* [TRY IT]: Whenever the string "that" appears in a line below, please copy the line out.

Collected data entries
******

Issue #913, opened 2017-09-13
Add a user friendly page for status code 401 responses


priyank5485:
This issue is corresponding to https://github.com/hortonworks/registry/issues/141
For the changes to work correctly, it depends on the other PR. However, merging it without merging the other PR will still work the way it works now.

PR #914, opened 2017-09-13
ISSUE-913: Add a user friendly error page for 401 status code response

priyank5485:
Change-Id: Ia3b2a1513cbb282a319f8bcefc5cb6a2a0bdc4f2

### DIFF
--- a/common/src/main/java/com/hortonworks/streamline/common/exception/service/exception/request/WebserviceAuthorizationException.java
+++ b/common/src/main/java/com/hortonworks/streamline/common/exception/service/exception/request/WebserviceAuthorizationException.java
@@ -21,6 +21,6 @@ import javax.ws.rs.core.Response;
 
 public class WebserviceAuthorizationException extends WebServiceException {
     public WebserviceAuthorizationException(String msg) {
-        super(Response.Status.UNAUTHORIZED, msg);
+        super(Response.Status.FORBIDDEN, msg);
     }
 }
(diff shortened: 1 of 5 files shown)


priyank5485:
Closes https://github.com/hortonworks/streamline/issues/913

priyank5485:
This change is in relation to the https://github.com/hortonworks/registry/pull/247

priyank5485:
@shahsank3t I have changed the response status code from 401 to 403 in WebserviceAuthorizationException.java Can you check if that will break anything on the UI side?

shahsank3t:
@priyank5485 This won't break anything on the UI since we have no relation between our UI and this custom error pages. It will redirect to whatever page is mentioned in ErrorPageErrorHandler.

priyank5485:
@satishd Can you please review and merge this? Its already tested in a kerberos setup. Thanks.

common/src/main/java/com/hortonworks/streamline/common/exception/service/exception/request/WebserviceAuthorizationException.java
```diff
@@ -21,6 +21,6 @@
 
 public class WebserviceAuthorizationException extends WebServiceException {
     public WebserviceAuthorizationException(String msg) {
-        super(Response.Status.UNAUTHORIZED, msg);
+        super(Response.Status.FORBIDDEN, msg);
```
satishd: @priyank5485 Why did we change this from `Response.Status.UNAUTHORIZED` to `Response.Status.FORBIDDEN`?

priyank5485: @satishd I changed it because i was reading up on status codes and FORBIDDEN seems to be the right choice. For 401 Unauthorized you are supposed to have a WWW-Authenticate header which we were not passing. I am pasting a couple of links that explain the difference between the two and based on which i felt we should change it to FORBIDDEN.

https://en.wikipedia.org/wiki/List_of_HTTP_status_codes
https://www.w3.org/Protocols/rfc2616/rfc2616-sec10.html
https://stackoverflow.com/questions/3297048/403-forbidden-vs-401-unauthorized-http-responses

satishd: @priyank5485 thanks, that makes sense to me.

******

* [OUTPUT BELOW]:
@shahsank3t I have changed the response status code from 401 to 403 in WebserviceAuthorizationException.java Can you check if that will break anything on the UI side?
priyank5485: @satishd I changed it because i was reading up on status codes and FORBIDDEN seems to be the right choice. For 401 Unauthorized you are supposed to have a WWW-Authenticate header which we were not passing. I am pasting a couple of links that explain the difference between the two and based on which i felt we should change it to FORBIDDEN.
satishd: @priyank5485 thanks, that makes sense to me.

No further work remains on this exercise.